### WHAT YOU ARE ASKED TO DO
From the listing below, return each line that includes "error".

◆ ◆ ◆ ◆ ◆

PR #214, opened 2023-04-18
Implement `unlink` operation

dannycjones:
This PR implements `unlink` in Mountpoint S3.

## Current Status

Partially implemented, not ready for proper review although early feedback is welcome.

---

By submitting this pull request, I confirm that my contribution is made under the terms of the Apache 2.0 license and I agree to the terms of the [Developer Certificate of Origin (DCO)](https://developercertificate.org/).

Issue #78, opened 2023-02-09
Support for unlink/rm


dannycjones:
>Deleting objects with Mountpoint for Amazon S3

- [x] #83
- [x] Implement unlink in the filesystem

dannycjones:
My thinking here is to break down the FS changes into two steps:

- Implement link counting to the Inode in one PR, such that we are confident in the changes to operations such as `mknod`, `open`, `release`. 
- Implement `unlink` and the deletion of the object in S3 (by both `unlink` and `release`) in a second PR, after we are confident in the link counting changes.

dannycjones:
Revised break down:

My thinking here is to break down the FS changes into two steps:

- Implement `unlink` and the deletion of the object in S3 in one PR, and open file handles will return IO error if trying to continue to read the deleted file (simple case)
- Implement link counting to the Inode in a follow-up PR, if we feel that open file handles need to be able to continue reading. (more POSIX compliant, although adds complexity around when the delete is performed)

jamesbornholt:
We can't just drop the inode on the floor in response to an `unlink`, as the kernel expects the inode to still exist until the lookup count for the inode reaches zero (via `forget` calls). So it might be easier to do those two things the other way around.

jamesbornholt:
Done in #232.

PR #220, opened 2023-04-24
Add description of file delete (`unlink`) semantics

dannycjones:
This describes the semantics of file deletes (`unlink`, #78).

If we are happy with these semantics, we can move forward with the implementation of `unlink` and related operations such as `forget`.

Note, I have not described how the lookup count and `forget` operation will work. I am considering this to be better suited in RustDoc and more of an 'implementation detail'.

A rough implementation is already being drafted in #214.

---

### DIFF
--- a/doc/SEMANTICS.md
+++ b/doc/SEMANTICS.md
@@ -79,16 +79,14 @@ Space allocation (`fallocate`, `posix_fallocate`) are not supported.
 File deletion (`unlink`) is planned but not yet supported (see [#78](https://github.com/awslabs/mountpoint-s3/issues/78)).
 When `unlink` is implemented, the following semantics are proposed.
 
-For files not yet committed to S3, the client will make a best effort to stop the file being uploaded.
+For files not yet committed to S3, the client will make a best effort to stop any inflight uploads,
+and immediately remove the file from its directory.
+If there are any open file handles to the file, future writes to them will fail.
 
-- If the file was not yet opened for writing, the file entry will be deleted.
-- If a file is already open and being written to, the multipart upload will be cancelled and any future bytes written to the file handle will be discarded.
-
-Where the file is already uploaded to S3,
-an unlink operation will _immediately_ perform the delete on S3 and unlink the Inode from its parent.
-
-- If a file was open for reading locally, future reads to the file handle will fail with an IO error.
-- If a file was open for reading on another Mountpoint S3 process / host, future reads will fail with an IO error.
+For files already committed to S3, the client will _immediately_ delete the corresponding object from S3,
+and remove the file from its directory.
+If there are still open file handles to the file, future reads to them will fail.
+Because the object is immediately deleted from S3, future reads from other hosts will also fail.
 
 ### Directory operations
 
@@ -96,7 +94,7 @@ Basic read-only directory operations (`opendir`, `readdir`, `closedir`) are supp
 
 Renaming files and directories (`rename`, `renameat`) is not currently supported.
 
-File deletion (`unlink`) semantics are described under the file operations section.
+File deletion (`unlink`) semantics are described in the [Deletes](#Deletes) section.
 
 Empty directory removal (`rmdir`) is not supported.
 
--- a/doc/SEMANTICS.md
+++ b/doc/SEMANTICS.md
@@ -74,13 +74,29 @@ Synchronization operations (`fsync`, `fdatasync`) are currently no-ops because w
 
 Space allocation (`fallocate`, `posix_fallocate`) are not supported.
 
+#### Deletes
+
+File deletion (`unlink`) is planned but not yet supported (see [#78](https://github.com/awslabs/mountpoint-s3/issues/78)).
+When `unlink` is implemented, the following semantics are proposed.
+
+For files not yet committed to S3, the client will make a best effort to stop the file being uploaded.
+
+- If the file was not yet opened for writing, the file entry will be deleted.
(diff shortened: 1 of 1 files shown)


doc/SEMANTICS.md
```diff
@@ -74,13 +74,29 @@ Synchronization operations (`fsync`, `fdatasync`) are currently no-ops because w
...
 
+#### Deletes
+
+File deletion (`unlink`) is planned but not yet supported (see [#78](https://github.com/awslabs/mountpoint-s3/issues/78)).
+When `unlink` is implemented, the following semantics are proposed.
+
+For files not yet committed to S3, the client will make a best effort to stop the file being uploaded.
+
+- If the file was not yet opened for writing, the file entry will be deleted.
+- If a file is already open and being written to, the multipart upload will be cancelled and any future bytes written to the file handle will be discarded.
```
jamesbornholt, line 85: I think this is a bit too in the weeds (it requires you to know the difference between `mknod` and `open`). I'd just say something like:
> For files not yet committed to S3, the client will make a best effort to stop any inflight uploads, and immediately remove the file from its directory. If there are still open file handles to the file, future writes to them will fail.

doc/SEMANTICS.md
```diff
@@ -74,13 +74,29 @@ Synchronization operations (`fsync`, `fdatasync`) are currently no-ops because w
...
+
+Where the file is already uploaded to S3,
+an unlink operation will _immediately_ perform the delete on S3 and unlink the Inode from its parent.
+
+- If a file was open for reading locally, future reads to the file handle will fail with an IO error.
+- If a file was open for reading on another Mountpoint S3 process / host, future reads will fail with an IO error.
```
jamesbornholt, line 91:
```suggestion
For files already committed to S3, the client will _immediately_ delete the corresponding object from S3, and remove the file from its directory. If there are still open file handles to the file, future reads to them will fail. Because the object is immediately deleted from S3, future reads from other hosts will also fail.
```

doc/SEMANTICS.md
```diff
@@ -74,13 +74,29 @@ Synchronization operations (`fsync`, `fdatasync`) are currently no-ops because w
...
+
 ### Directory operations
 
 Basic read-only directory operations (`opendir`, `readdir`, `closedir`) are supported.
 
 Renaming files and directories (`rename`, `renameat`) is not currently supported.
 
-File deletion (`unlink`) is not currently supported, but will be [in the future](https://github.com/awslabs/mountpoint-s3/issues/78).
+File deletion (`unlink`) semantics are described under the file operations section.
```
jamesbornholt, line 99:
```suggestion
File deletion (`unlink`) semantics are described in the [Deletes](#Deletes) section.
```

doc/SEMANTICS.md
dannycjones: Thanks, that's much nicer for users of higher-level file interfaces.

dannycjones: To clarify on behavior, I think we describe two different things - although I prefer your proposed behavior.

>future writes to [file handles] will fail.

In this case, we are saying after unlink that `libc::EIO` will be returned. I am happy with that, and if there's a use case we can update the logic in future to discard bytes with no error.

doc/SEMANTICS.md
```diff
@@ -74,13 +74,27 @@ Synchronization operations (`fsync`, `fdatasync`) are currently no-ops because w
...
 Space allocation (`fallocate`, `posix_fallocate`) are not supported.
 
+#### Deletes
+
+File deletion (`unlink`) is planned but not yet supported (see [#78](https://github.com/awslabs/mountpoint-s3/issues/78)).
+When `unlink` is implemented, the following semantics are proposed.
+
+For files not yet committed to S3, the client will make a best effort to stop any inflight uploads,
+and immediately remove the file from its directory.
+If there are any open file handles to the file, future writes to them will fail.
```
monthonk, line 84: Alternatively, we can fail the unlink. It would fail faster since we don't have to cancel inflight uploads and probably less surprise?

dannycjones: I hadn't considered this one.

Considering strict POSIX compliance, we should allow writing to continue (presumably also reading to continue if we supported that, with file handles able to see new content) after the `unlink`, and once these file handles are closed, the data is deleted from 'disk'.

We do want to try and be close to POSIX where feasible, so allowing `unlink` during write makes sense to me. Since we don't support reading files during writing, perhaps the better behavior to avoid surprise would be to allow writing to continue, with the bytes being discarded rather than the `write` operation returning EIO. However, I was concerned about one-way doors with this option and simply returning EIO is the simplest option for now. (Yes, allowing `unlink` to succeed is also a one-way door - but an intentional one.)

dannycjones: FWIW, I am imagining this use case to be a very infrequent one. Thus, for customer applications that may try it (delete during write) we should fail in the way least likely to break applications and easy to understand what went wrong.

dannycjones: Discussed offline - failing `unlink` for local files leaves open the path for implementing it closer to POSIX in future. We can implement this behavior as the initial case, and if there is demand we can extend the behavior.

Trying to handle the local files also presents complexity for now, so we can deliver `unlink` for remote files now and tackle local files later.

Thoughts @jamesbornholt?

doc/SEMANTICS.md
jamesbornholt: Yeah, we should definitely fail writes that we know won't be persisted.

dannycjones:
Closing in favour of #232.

◆ ◆ ◆ ◆ ◆

### THE COMPLETED TASK
- Implement `unlink` and the deletion of the object in S3 in one PR, and open file handles will return IO error if trying to continue to read the deleted file (simple case)
-- If a file was open for reading locally, future reads to the file handle will fail with an IO error.
-- If a file was open for reading on another Mountpoint S3 process / host, future reads will fail with an IO error.
+- If a file was open for reading locally, future reads to the file handle will fail with an IO error.
+- If a file was open for reading on another Mountpoint S3 process / host, future reads will fail with an IO error.
In this case, we are saying after unlink that `libc::EIO` will be returned. I am happy with that, and if there's a use case we can update the logic in future to discard bytes with no error.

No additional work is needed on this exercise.